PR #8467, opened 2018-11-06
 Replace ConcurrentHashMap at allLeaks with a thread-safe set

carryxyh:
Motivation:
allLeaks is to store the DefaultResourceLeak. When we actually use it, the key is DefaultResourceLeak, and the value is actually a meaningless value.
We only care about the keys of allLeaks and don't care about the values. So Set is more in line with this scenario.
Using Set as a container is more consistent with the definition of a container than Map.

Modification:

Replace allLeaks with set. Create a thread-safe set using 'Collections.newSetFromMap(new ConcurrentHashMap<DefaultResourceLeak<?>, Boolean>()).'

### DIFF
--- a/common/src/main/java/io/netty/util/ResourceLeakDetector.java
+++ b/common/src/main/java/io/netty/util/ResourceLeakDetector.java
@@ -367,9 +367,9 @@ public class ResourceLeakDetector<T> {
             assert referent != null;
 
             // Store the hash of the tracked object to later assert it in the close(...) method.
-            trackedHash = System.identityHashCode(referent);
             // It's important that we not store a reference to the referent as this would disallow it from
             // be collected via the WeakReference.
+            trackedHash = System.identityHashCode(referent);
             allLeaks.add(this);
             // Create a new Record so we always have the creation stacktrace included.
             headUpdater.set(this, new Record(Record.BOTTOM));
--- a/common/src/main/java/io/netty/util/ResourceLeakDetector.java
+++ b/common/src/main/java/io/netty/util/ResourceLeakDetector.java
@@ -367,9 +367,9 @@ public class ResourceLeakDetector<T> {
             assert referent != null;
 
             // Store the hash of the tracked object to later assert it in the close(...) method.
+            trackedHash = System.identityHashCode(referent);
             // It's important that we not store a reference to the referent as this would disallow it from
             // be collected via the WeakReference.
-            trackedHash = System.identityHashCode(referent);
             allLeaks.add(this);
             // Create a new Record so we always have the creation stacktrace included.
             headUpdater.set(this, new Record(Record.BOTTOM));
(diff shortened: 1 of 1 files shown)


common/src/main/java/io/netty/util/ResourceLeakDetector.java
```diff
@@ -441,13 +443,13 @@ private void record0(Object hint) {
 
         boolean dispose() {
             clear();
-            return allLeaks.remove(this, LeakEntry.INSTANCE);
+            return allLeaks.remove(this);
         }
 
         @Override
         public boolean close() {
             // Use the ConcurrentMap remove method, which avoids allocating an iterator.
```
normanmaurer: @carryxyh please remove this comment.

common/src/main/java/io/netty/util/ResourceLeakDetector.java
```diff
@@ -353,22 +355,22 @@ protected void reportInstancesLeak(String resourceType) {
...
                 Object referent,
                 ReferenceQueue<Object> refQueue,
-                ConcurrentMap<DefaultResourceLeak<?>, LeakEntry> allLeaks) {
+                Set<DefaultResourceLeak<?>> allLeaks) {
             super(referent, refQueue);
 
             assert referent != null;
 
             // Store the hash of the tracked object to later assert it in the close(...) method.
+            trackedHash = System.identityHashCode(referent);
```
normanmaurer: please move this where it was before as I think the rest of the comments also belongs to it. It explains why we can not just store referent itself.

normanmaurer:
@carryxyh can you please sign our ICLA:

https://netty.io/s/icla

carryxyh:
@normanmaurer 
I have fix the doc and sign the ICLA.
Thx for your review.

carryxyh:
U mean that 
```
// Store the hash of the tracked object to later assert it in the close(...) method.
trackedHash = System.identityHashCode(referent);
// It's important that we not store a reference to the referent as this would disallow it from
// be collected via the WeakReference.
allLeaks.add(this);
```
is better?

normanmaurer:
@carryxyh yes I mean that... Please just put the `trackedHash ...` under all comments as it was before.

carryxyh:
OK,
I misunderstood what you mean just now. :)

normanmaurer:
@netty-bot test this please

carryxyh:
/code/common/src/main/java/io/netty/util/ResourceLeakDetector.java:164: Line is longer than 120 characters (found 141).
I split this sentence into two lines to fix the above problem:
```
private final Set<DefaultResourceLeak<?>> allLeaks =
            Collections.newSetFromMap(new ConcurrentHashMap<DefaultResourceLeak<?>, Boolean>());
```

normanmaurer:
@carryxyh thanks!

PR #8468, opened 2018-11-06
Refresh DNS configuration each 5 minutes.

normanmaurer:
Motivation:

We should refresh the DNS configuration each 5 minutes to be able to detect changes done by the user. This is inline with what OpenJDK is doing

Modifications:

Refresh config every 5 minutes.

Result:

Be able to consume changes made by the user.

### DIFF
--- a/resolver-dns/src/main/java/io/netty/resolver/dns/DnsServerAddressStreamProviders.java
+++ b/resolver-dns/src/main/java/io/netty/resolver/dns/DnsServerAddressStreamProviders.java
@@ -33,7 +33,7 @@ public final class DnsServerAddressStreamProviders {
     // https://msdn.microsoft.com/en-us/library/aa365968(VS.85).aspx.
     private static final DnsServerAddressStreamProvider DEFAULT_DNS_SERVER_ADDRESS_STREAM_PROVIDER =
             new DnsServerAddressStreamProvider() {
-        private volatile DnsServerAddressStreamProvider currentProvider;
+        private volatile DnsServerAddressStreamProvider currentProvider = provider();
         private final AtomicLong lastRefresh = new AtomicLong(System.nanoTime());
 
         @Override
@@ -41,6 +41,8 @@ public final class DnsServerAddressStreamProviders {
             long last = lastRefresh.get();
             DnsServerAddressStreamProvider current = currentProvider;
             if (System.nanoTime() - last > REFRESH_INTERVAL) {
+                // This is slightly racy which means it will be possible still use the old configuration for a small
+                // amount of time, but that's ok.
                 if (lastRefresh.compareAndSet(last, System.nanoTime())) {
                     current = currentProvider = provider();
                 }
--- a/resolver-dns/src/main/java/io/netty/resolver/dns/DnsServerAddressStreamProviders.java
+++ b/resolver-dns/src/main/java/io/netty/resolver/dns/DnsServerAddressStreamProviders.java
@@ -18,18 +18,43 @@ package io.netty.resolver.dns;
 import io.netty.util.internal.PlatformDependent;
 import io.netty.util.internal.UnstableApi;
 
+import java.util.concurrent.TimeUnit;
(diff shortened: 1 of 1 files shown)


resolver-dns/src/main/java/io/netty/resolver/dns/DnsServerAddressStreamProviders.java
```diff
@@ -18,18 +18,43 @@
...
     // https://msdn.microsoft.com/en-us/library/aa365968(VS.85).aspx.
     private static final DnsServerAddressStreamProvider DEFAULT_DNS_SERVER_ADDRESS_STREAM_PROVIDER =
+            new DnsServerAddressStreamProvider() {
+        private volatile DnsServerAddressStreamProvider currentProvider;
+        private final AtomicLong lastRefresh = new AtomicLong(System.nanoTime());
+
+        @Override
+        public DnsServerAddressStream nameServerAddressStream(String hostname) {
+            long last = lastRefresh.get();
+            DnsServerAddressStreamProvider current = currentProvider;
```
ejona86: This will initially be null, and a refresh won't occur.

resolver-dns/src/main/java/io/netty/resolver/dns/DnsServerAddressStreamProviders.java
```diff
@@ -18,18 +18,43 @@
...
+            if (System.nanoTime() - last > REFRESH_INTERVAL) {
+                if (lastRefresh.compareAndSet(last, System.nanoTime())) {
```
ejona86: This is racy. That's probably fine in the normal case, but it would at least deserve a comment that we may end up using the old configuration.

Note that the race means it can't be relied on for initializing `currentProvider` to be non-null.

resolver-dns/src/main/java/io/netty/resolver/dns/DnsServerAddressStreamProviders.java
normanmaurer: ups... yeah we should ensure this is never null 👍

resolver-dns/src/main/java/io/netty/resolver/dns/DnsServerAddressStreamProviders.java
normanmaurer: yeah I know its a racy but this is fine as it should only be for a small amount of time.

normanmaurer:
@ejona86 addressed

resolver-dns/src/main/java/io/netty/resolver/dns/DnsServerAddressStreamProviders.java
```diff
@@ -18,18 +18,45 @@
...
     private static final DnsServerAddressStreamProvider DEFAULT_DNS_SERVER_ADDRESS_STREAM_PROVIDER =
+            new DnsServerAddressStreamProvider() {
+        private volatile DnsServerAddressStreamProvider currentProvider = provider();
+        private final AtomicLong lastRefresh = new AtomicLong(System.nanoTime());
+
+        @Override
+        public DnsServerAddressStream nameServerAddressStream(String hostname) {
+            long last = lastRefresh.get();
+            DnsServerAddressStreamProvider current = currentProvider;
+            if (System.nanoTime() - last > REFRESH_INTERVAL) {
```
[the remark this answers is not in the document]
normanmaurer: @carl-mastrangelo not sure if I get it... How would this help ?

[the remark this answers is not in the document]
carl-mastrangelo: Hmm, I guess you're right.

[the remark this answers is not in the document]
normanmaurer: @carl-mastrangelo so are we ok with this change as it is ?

-- DIRECTIONS --
Across the entries, each line containing the word "volatile" is to be counted once; the total alone is to be given.

-- COMPLETED EXERCISE --
4